UCLA

Intracellular calcium (Ca²⁺) cycling dynamics in cardiac myocytes are spatiotemporally generated by stochastic events arising from a spatially distributed network of coupled Ca²⁺ release units that interact with an intertwined mitochondrial network. In this study, we developed a spatiotemporal ventricular myocyte model that integrates mitochondria-related Ca²⁺ cycling components into our previously developed ventricular myocyte model consisting of a three-dimensional Ca²⁺ release unit network. Mathematical formulations of mitochondrial membrane potential, mitochondrial Ca²⁺ cycling, mitochondrial permeability transition pore stochastic opening and closing, intracellular reactive oxygen species signaling, and oxidized Ca²⁺/calmodulin-dependent protein kinase II signaling were incorporated into the model.
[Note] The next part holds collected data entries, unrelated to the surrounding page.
PR #300, opened 2019-03-28
Added the feature to config the LDAP ports dinamically in the FOG Con…

fernandoGietz:
…figuration -> Plugin: LDAP


packages/web/lib/plugins/ldap/pages/ldapmanagementpage.class.php
```diff
@@ -205,7 +205,8 @@ public function add()
             $searchScope,
             true
         );
-        $ports = array(389, 636);
+//        $ports = array(389, 636);
```
mastacontrola: I'd highly recommend doing something like:

```
$ports = self::getSetting('LDAP_PORTS');
$ports = preg_replace('#\s+#', '', $ports);
$ports = explode(',', $ports);
```
This way people can enter the ports as `389,636` or `389, 636`.

Of course this isn't purely required, but just a nice thing I think most people will enter comma separated in the same fashion.

Also,

I'd recommend making the setting of the global value as a part of the ldap page menu items. This way you can change the ports from the ldap plugin page instead of having to fumble around and find out where it's located in the Global Settings. Again, a nice to have, but of course not fully required.

packages/web/lib/plugins/ldap/class/ldapmanager.class.php
```diff
@@ -143,7 +143,8 @@ public function install()
                 "INSERT INTO `%s`"
 		. " (settingKey,settingDesc,settingValue,settingCategory)"
 		. " VALUES"
-                . " ('FOG_USER_FILTER','Insert the uType codes comma separated. If you want to list all users, empty the textbox', '990,991','Plugin: LDAP')",
+                . " ('FOG_USER_FILTER','Insert the uType codes comma separated. If you want to list all users, empty the textbox', '990,991','Plugin: LDAP'),"
+                . " ('LDAP_PORTS','Insert the different ports comma separated.', '383,686','Plugin: LDAP')",
```
mastacontrola: You have a typo. Default LDAP ports should be 389,686.

packages/web/lib/plugins/ldap/pages/ldapmanagementpage.class.php
fernandoGietz: Done

packages/web/lib/plugins/ldap/class/ldapmanager.class.php
fernandoGietz: Fixed

packages/web/lib/plugins/ldap/pages/ldapmanagementpage.class.php
fernandoGietz: About the use of ldap page to config the plugin and not the FOG Configuration page, do we save the config setting in globalsettings table too?

packages/web/lib/plugins/ldap/pages/ldapmanagementpage.class.php
```diff
@@ -48,6 +48,13 @@ public function __construct($name = '')
         parent::__construct($name);
         global $id;
         global $sub;
+	$this->menu += array('PluginConfiguration' =>('Plugin Configuration'));
```
fernandoGietz: With this I add a new entry in the page menu. It works but I don't know if is the best way to do it.

packages/web/lib/plugins/ldap/pages/ldapmanagementpage.class.php
```diff
@@ -996,4 +1003,118 @@ public function editPost()
...
+        );
+        $ports = filter_input(
+            INPUT_POST,
+            'ports'
+        );
+	
+	try{
+		self::setSetting('FOG_USER_FILTER', $filter);
+                self::setSetting('LDAP_PORTS', $ports);
+		$msg = json_encode(
```
fernandoGietz: When I update the fields, PHP doesn't show the message :(

packages/web/lib/plugins/ldap/pages/ldapmanagementpage.class.php
mastacontrola: Shouldn't the line be:
`$this->menu['PluginConfiguration'] = _('Plugin Configuration');`

fernandoGietz: Added the suggested change, but when I go to the Plugin configuration page the entry in the menu section disappears O_o, If I go back to the List All LDAP server, appears again ...rare?

Sebastian-Roth:
@fernandoGietz Again sorry for the delay. Been on the road and lots of work piled up. Merging this now into the official repo.

@mastacontrola I will be merging this into `dev-branch` soon as well.

PR #301, opened 2019-03-28
Management Panel Changes

SamJakob:
This commit:

- Refactors `/management/other/index.php` to use PHP's 'alternative syntax for control structures.'
    - Read more: https://www.php.net/manual/en/control-structures.alternative-syntax.php
    - Why?
        - This improves code readability and comprehension for development.

- Displays a message when JavaScript is disabled using a `<noscript>` tag.
image
    (_Please, feel free to suggest style changes..._)
    - Why?
        - The FOG dashboard does not work correctly without JavaScript enabled. This makes it obvious to the user.

- Use AJAX for page loads
    - Why?
        - This saves data (particularly helpful when using cellular data) as less code needs to be sent.
       - This speeds up page load times; CSS and JS files that are common to every page remain loaded in the browser, plus AJAX and `interval`s, that would otherwise block the page from reloading, can be cancelled/aborted on page change. (I noticed load times about 50% faster.)
            - Feel free to try for yourself! You can toggle the setting on L789 (`AJAX_PAGE_LOADING_ENABLED`) in `/management/js/fog/fog.common.js` to enable/disable this feature.
        - This also improves UX; blank pages are frustrating!

- Isolates scripts that are common to every page into a seperate field (`Page->commonJavascripts`). This also makes not reloading these files on AJAX page loads easier.

- Includes bug fixes
    - Fixed a bug with user role association, (User management -> plugins -> user role) would return a generic error.


mastacontrola:
I like your suggestions and I'm going to add them, but I'm going to do so manually. This way it's following syntactical differences and consistency.

Hopefully you understand.

Thanks for the help, and please know you can do these things in the future.

packages/web/lib/fog/reportmaker.class.php
```diff
@@ -0,0 +1,338 @@
+<?php
```
mastacontrola: This class no longer exists. We don't use it anywhere in 1.6 in preference to generate reports for the items as needed directly within the respective pages.

SamJakob:
Sure thing! Thanks.

packages/web/lib/fog/reportmaker.class.php
SamJakob: Ahh. I thought there was something up with that. Is it done client-side in the page?

PR #306, opened 2019-04-16
Dev branch

fernandoGietz:
FIX added the ldapmanagement page that doesnt appear in the last merge


Sebastian-Roth:
@fernandoGietz Ok, seems fine from my point of view. Merging...

PR #309, opened 2019-05-08
FIX typo in location and site plugins

fernandoGietz:
When you update the location or site in the group page, this retrieve a blank page


Sebastian-Roth:
@fernandoGietz Sorry for the late reply. Have had a very busy week. Looks fine from my point of view. Though I don't have the time to test. Will merge anyway as I am sure this is fine.

PR #310, opened 2019-05-21
Dev branch

fernandoGietz:
Added the feature to queue multicast tasks when is not any free slot in the storage node.
I change the packages/web/lib/fog/storagegroup.class.php file to do well the sum of the queued tasks and active tasks in the dashboard. With this change one multicast task use one free slot in the storage node and not as many as compueter are in the session.


Sebastian-Roth:
@mastacontrola Tom what do you think of this?

fernandoGietz:
I need more time to do more tests XD I detect a bug

Sebastian-Roth:
@fernandoGietz Sorry but I have pushed a couple of PHP code style fixes that now produce conflicts with your edits on the same files. Can you possibly add 521aa5bd4 to your code as well so the merge will be fine again?

@mastacontrola Any chance you can take a look at this as well?

fernandoGietz:
I have fixed the problem when the service. Now works fine, I tested it in my test environment, I can ´t test it in multinode environment

Sebastian-Roth:
@fernandoGietz Still not exactly sure how to go about this. I am not able to properly test this but I see you have done some basic testing. Are you still around for discussing things here?

Would be great to get @mastacontrola to comment on this as well.

mastacontrola:
Sorry, meant to respond. I don't see any issues with having the "queue" show the individual multicast task when no slots are available.

Sebastian-Roth:
@fernandoGietz Thanks again for your pull request. I just merged it into the official `dev-branch`.

Please remember to run the code styling tool (`php-cs-fixer self-update ; php-cs-fixer fix packages/web/ --rules=@PSR2`) every now and then so we minimize commits that just fix the code styling, thanks!

PR #162, opened 2018-03-12
DB as a service: remove database deployment with API

odeke-em:
Fixes https://github.com/tendermint/tendermint/issues/1162

Databases as a service!

Can now access Databases as a remote service
via gRPC for performance and easy deployment.

The caveat is that each service is stateful in regards to
the DB i.e. each unique service uses only one unique DB
but nonetheless multiple clients can access it.

A full standalone/end-to-end example in a test

```go
package remotedb_test

import (
	"net"
	"testing"

	"github.com/stretchr/testify/require"

	"github.com/tendermint/tmlibs/grpcdb"
	"github.com/tendermint/tmlibs/remotedb"
)

func TestRemoteDB(t *testing.T) {
	ln, err := net.Listen("tcp", "0.0.0.0:0")
	require.Nil(t, err, "expecting a port to have been assigned on which we can listen")
	srv := grpcdb.NewServer()
	defer srv.Stop()
	go func() {
		if err := srv.Serve(ln); err != nil {
			t.Fatalf("BindServer: %v", err)
		}
	}()

	client, err := remotedb.NewInsecure(ln.Addr().String())
	require.Nil(t, err, "expecting a successful client creation")
	require.Nil(t, client.InitRemote(&remotedb.Init{Name: "test-remote-db", Type: "leveldb"}))

	k1 := []byte("key-1")
	v1 := client.Get(k1)
	require.Equal(t, 0, len(v1), "expecting no key1 to have been stored")
	vv1 := []byte("value-1")
	client.Set(k1, vv1)
	gv1 := client.Get(k1)
	require.Equal(t, gv1, vv1)

	// Deletion
	client.Delete(k1)
	gv2 := client.Get(k1)
	require.Equal(t, len(gv2), 0, "after deletion, not expecting the key to exist anymore")
	require.NotEqual(t, len(gv1), len(gv2), "after deletion, not expecting the key to exist anymore")
}
```


grpcdb/server.go
```diff
@@ -0,0 +1,162 @@
...
+func (s *server) Iterator(query *protodb.Entity, dis protodb.DB_IteratorServer) error {
+	it := s.db.Iterator(query.Start, query.End)
+	return s.handleIterator(it, dis.Send)
+}
+
+func (s *server) handleIterator(it db.Iterator, sendFunc func(*protodb.Iterator) error) error {
+	for it.Valid() {
+		start, end := it.Domain()
+		out := &protodb.Iterator{
+			Domain: &protodb.DDomain{Start: start, End: end},
```
melekes: `DDomain` as Database Domain?

proto/defs.proto
```diff
@@ -0,0 +1,57 @@
...
+message Entity {
+  int32 id	= 1;
+  bytes key	= 2;
+  bytes value	= 3;
+  bool exists	= 4;
+  bytes start	= 5;
+  bytes end	= 6;
+  string err	= 7;
+  string print	= 8;
+  int64 time_at = 9;
```
melekes: does `time_at` mean `created_at` or `received_at` or ?

proto/defs.proto
```diff
@@ -0,0 +1,57 @@
...
+
+message Entity {
+  int32 id	= 1;
+  bytes key	= 2;
+  bytes value	= 3;
+  bool exists	= 4;
+  bytes start	= 5;
+  bytes end	= 6;
+  string err	= 7;
+  string print	= 8;
```
melekes: seems to be unused

melekes:
Looks 🆒

proto/defs.proto
cwgoes: `created_at`, updated.

proto/defs.proto
cwgoes: Removed.

grpcdb/server.go
cwgoes: Changed to just `Domain`.

cwgoes:
(new issue - ref https://github.com/tendermint/tmlibs/issues/203)

grpcdb/client.go
```diff
@@ -0,0 +1,30 @@
...
+type Security uint
+
+const (
+	Insecure Security = iota
+	Secure
+)
+
+// NewClient creates a gRPC client connected to the bound gRPC server at serverAddr.
+// Use kind to set the level of security to either Secure or Insecure.
+func NewClient(serverAddr string, serverCert string) (protodb.DBClient, error) {
```
melekes: `serverAddr, serverCert string`

grpcdb/doc.go
```diff
@@ -0,0 +1,32 @@
...
+	defer srv.Stop()
+	go func() {
+		if err := srv.Serve(ln); err != nil {
+			t.Fatalf("BindServer: %v", err)
+		}
+	}()
+
+or
+	addr := ":8998"
+  cert := "server.crt"
```
melekes: something wrong with formatting

grpcdb/server.go
```diff
@@ -0,0 +1,171 @@
...
+	"google.golang.org/grpc/credentials"
+
+	"github.com/tendermint/tmlibs/db"
+	protodb "github.com/tendermint/tmlibs/proto"
+)
+
+// ListenAndServe is a blocking function that sets up a gRPC based
+// server at the address supplied, with the gRPC options passed in.
+// Normally in usage, invoke it in a goroutine like you would for http.ListenAndServe.
+func ListenAndServe(addr string, cert string, key string, opts ...grpc.ServerOption) error {
```
melekes: same here `addr, cert, key string`

grpcdb/server.go
```diff
@@ -0,0 +1,171 @@
...
+		return err
+	}
+	srv, err := NewServer(cert, key, opts...)
+	if err != nil {
+		return err
+	}
+	return srv.Serve(ln)
+}
+
+func NewServer(cert string, key string, opts ...grpc.ServerOption) (*grpc.Server, error) {
```
melekes: same

grpcdb/server.go
```diff
@@ -0,0 +1,171 @@
...
+}
+
+func (s *server) Delete(ctx context.Context, in *protodb.Entity) (*protodb.Nothing, error) {
+	s.db.Delete(in.Key)
+	return nothing, nil
+}
+
+var nothing = new(protodb.Nothing)
+
+func (s *server) DeleteSync(ctx context.Context, in *protodb.Entity) (*protodb.Nothing, error) {
```
melekes: why return `nothing`?

grpcdb/client.go
cwgoes: Addressed.

grpcdb/server.go
cwgoes: Addressed.

grpcdb/server.go
cwgoes: Addressed.

grpcdb/server.go
cwgoes: gRPC needs a value, maybe?

grpcdb/doc.go
cwgoes: Fixed.

cwgoes:
Batch operations implemented, addressed comments. We might want more tests still.

remotedb/remotedb.go
```diff
@@ -218,5 +220,43 @@ func (itr *iterator) Value() []byte {
 }
 
 func (itr *iterator) Close() {
-	// TODO: Shut down the iterator
+	err := itr.dic.CloseSend()
```
melekes: weird method name... does `CloseSend` mean close for sending?

cwgoes: Close the send-side, I think. Modeled after the example at the bottom of https://grpc.io/docs/tutorials/basic/go.html.

odeke-em:
Great, thank you @cwgoes for shipping this and @melekes for the review!

grpcdb/server.go
odeke-em: Yes, the protobuf compiler can't generate an rpc definition that without a return value i.e.
```go
service Foo {
   rpc Bar() 
}
```  
but it'll accept
```go
service Foo {
   rpc Foo(Nothing) returns (Nothing)
}
```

We then used the model to simulate the effects of mitochondrial depolarization on mitochondrial Ca²⁺ cycling, Ca²⁺ spark frequency, and Ca²⁺ amplitude, which agree well with experimental data. We also simulated the effects of the strength of mitochondrial Ca²⁺ uniporters and their spatial localization on intracellular Ca²⁺ cycling properties, which substantially affected diastolic and systolic Ca²⁺ levels in the mitochondria but exhibited only a small effect on sarcoplasmic reticulum and cytosolic Ca²⁺ levels under normal conditions. We show that mitochondrial depolarization can cause Ca²⁺ waves and Ca²⁺ alternans, which agrees with previous experimental observations. We propose that this new, to our knowledge, spatiotemporal ventricular myocyte model, incorporating properties of mitochondrial Ca²⁺ cycling and reactive-oxygen-species-dependent signaling, will be useful for investigating the effects of mitochondria on intracellular Ca²⁺ cycling and action potential dynamics in ventricular myocytes.